St John of God Murdoch Hospital is a 511-bed private non-profit hospital located in the southern suburbs of Perth in Western Australia, immediately adjacent to the public Fiona Stanley Hospital campus. The distance between the entrances to the emergency departments of these two hospitals is approximately .

Established in 1994, the hospital services the southern suburbs of Perth. It provides comprehensive hospital services for more than 50,000 patients each year, with the emergency department.

St John of God Murdoch Hospital is a division of St John of God Health Care.

Facilities
St John of God Murdoch Hospital has 511 inpatient beds, a 24-hour emergency department, 16 operating theatres, five endoscopy suites, two angiography suites, birth suite, maternity ward, hydrotherapy pool, medical library and education centre.

Services
Services provided by St John of God Murdoch Hospital include the following:
 a 24-hour Emergency Department
 medical and surgical services
 paediatrics
 maternity
 palliative care
 critical and coronary care
 cancer treatment

St John of God Murdoch Community Hospice 
Located on the grounds of St John of God Murdoch Hospital, the purpose-built, 20-bed Murdoch Community Hospice provides specialist palliative care to patients in Perth's southern suburbs. Funding for the $5m Murdoch Community Hospice was raised by the St John of God Foundation.

Education
St John of God Murdoch Hospital has affiliations with a number of teaching institutions, including The University of Western Australia, Challenger Institute of Technology, Edith Cowan University and the University of Notre Dame Australia.

Redevelopment

In 2014, the hospital finished the first stage of a $200+ million redevelopment project, which included adding 174 beds, eight new theatres, a cancer centre including 20-place chemotherapy unit, multi-storey medical centre, 30-place endoscopy unit, pathology laboratory, birthing suite and 450 new parking bays.
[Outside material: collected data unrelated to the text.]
PR #771, opened 2017-02-20
Warn when a question is unanswered

benlovell:
When the customer forgets to supply an answer on any of the pension type
tool questions we currently just redirect back, guarding them from
proceeding but without any explanatory text.

This change adds a flash warning message above the heading asking the
customer to complete and submit their answer correctly.

screen shot 2017-02-20 at 15 10 26

### DIFF
--- a/app/repositories/guide_repository.rb
+++ b/app/repositories/guide_repository.rb
@@ -11,6 +11,10 @@ class GuideRepository
     @slugs ||= new.slugs
   end
 
+  def self.cacheable_slugs
+    slugs.reject { |s| /question-\d+\Z/ === s } # rubocop:disable Style/CaseEquality
+  end
+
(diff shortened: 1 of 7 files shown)


app/repositories/guide_repository.rb
```diff
@@ -11,6 +11,10 @@ def self.slugs
     @slugs ||= new.slugs
   end
 
+  def self.cacheable_slugs
```
benlovell: We needed to strip the question pages here so cookies are stripped and flash works.

Guntrisoft:
@benlovell I answered the first question, and on the `/pension-type-tool/question-2` page I was presented with the flash message

screen shot 2017-02-20 at 14 03 49

Guntrisoft:
The issue surrounding my comment above has now been fixed

LGTM 👍

PR #452, opened 2022-03-15
LOGIN_REDIRECT_URL should accept an URL or named URL pattern

dispiste:
LOGIN_REDIRECT_URL is a general django setting. According to Django docs, it should accept an URL or named URL pattern (see https://docs.djangoproject.com/en/stable/ref/settings/#login-redirect-url). However, if we use a named URL pattern, mozilla-django-oidc does not work properly.

The solution uses django.shortcuts resolve_url method, which is not publish API as far as I know. However, it is available at least in Django 2.2 to 4.x.


akatsoulas (approved):
Thanks @dispiste !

Stage two of the redevelopment included a new Chapel and refurbished main entrance and foyer. The hospital's north wing wards are also being refurbished.

Social outreach 
St John of God Raphael Services in Fremantle and Cockburn provides perinatal infant mental health care and undertakes research. Staffed by mental health clinicians, Raphael Services provide free support for parents and families affected by anxiety, depression and other mental health difficulties during pregnancy and in the postnatal period. The services also provide counselling and support for parents undergoing prenatal testing or who have experienced pregnancy loss.

St John of God Health Care also delivers community mental health support in Murdoch through its Social Outreach services.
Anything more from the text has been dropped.